PR #1253, opened 2024-12-07
Typed dict extract fields

### LINKED ISSUE #1252: @extract_fields - support TypedDict as return type

I would like to be able to return an instance of `TypedDict` from a node to make my IDE warn me if I forgot some keys, for example:

```python
import dataclasses
from typing import TypedDict

import hamilton.function_modifiers

from .api.kittens import Kitten, KittensApi

@dataclasses.dataclass
class T_memo:
  last_kitten_timestamp: float

T_kittens = list[Kitten]

class T_kittens_and_updated_memo(TypedDict):
    kittens: T_kittens
    updated_memo: T_memo

@hamilton.function_modifiers.extract_fields(dict(kittens=T_kittens, updated_memo=T_memo))
def kittens_and_updated_memo(KittensApi: KittensApi, memo: T_memo) -> T_kittens_and_updated_memo:
  # TODO: fetch some kittens
  kittens: list[Kitten] = []
  return T_kittens_and_updated_memo(kittens=kittens, updated_memo=memo)
```

What I currently get is:

```
hamilton.function_modifiers.base.InvalidDecoratorException: For extracting fields, output type must be a dict or typing.Dict, not: <class 'kittens_project.pipeline.T_kittens_and_updated_memo'>
```

In the implementation of `@extract_fields`, treat `TypedDict` as a normal dict.

Write this code instead:

```python
from typing import Any
# ...

@hamilton.function_modifiers.extract_fields(dict(kittens=T_kittens, updated_memo=T_memo))
def kittens_and_updated_memo(KittensApi: KittensApi, memo: T_memo) -> dict[str, Any]:  # 1️⃣ declare return type as just dict
  # TODO: fetch some kittens
  kittens: list[Kitten] = []
  # ❌ bad idea - mypy / pyright won't warn about missing `updated_memo`
  #return dict(kittens=kittens)
  # 2️⃣ transform the result into a `dict` instance
  return dict(T_kittens_and_updated_memo(kittens=kittens, updated_memo=memo))
```

skrawcz:
Adds typeddict support for extract_fields

```python
from typing import TypedDict
from hamilton.function_modifiers import extract_fields

class MyDict(TypedDict):
    foo: str
    bar: int

@extract_fields()
def some_function()->MyDict:
    return MyDict(foo="s", bar=1)
```
The above will automatically extract the fields `foo` and `bar`.

You can also do:

```python
from typing import TypedDict
from hamilton.function_modifiers import extract_fields

class MyDict(TypedDict):
    foo: str
    bar: int

@extract_fields({"foo": str})
def some_function()->MyDict:
    return MyDict(foo="s", bar=1)
```
To only expose a subset of the fields.

## Changes
 - extract_fields decorator behavior -> it can now handle TypedDict

## How I tested this
 - locally
 - unit tests

## Notes
 - fixes #1252 

## Checklist


hamilton/function_modifiers/expanders.py
```diff
@@ -759,13 +759,25 @@ def validate(self, fn: Callable):
...
-            pass
+            _validate_extract_fields(self.fields)
+        elif typing_extensions.is_typeddict(output_type):
+            if self.fields is None:
+                self.fields = typing.get_type_hints(output_type)
+            else:
+                # check that fields is a subset of TypedDict that is defined
+                typed_dict_fields = typing.get_type_hints(output_type)
+                for k, v in self.fields.items():
+                    if typed_dict_fields.get(k, None) != v:
```
elijahbenizzy, line 776: Subtle issue here --  if the `typed_dict_fields.get(k)` is a subclass of `self.fields[k]` it should work (I think, although typing can be confusing). Use `custom_subclass_check`?

elijahbenizzy (commented):
One minor point

hamilton/function_modifiers/expanders.py
skrawcz: What would the use case be? I think someone using a subclass type of the field type in a typeddict is stretching things... can always extend, but for now I don't think we need to support.

zilto:
Could we loosen the constraints to enable `Mapping` type?

hamilton/function_modifiers/expanders.py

» **Work request**:
Output the listing in full. Leave every line unchanged.

» **Answer section**:
PR #1253, opened 2024-12-07
Typed dict extract fields

### LINKED ISSUE #1252: @extract_fields - support TypedDict as return type

I would like to be able to return an instance of `TypedDict` from a node to make my IDE warn me if I forgot some keys, for example:

```python
import dataclasses
from typing import TypedDict

import hamilton.function_modifiers

from .api.kittens import Kitten, KittensApi

@dataclasses.dataclass
class T_memo:
  last_kitten_timestamp: float

T_kittens = list[Kitten]

class T_kittens_and_updated_memo(TypedDict):
    kittens: T_kittens
    updated_memo: T_memo

@hamilton.function_modifiers.extract_fields(dict(kittens=T_kittens, updated_memo=T_memo))
def kittens_and_updated_memo(KittensApi: KittensApi, memo: T_memo) -> T_kittens_and_updated_memo:
  # TODO: fetch some kittens
  kittens: list[Kitten] = []
  return T_kittens_and_updated_memo(kittens=kittens, updated_memo=memo)
```

What I currently get is:

```
hamilton.function_modifiers.base.InvalidDecoratorException: For extracting fields, output type must be a dict or typing.Dict, not: <class 'kittens_project.pipeline.T_kittens_and_updated_memo'>
```

In the implementation of `@extract_fields`, treat `TypedDict` as a normal dict.

Write this code instead:

```python
from typing import Any
# ...

@hamilton.function_modifiers.extract_fields(dict(kittens=T_kittens, updated_memo=T_memo))
def kittens_and_updated_memo(KittensApi: KittensApi, memo: T_memo) -> dict[str, Any]:  # 1️⃣ declare return type as just dict
  # TODO: fetch some kittens
  kittens: list[Kitten] = []
  # ❌ bad idea - mypy / pyright won't warn about missing `updated_memo`
  #return dict(kittens=kittens)
  # 2️⃣ transform the result into a `dict` instance
  return dict(T_kittens_and_updated_memo(kittens=kittens, updated_memo=memo))
```

skrawcz:
Adds typeddict support for extract_fields

```python
from typing import TypedDict
from hamilton.function_modifiers import extract_fields

class MyDict(TypedDict):
    foo: str
    bar: int

@extract_fields()
def some_function()->MyDict:
    return MyDict(foo="s", bar=1)
```
The above will automatically extract the fields `foo` and `bar`.

You can also do:

```python
from typing import TypedDict
from hamilton.function_modifiers import extract_fields

class MyDict(TypedDict):
    foo: str
    bar: int

@extract_fields({"foo": str})
def some_function()->MyDict:
    return MyDict(foo="s", bar=1)
```
To only expose a subset of the fields.

## Changes
 - extract_fields decorator behavior -> it can now handle TypedDict

## How I tested this
 - locally
 - unit tests

## Notes
 - fixes #1252 

## Checklist


hamilton/function_modifiers/expanders.py
```diff
@@ -759,13 +759,25 @@ def validate(self, fn: Callable):
...
-            pass
+            _validate_extract_fields(self.fields)
+        elif typing_extensions.is_typeddict(output_type):
+            if self.fields is None:
+                self.fields = typing.get_type_hints(output_type)
+            else:
+                # check that fields is a subset of TypedDict that is defined
+                typed_dict_fields = typing.get_type_hints(output_type)
+                for k, v in self.fields.items():
+                    if typed_dict_fields.get(k, None) != v:
```
elijahbenizzy, line 776: Subtle issue here --  if the `typed_dict_fields.get(k)` is a subclass of `self.fields[k]` it should work (I think, although typing can be confusing). Use `custom_subclass_check`?

elijahbenizzy (commented):
One minor point

hamilton/function_modifiers/expanders.py
skrawcz: What would the use case be? I think someone using a subclass type of the field type in a typeddict is stretching things... can always extend, but for now I don't think we need to support.

zilto:
Could we loosen the constraints to enable `Mapping` type?

hamilton/function_modifiers/expanders.py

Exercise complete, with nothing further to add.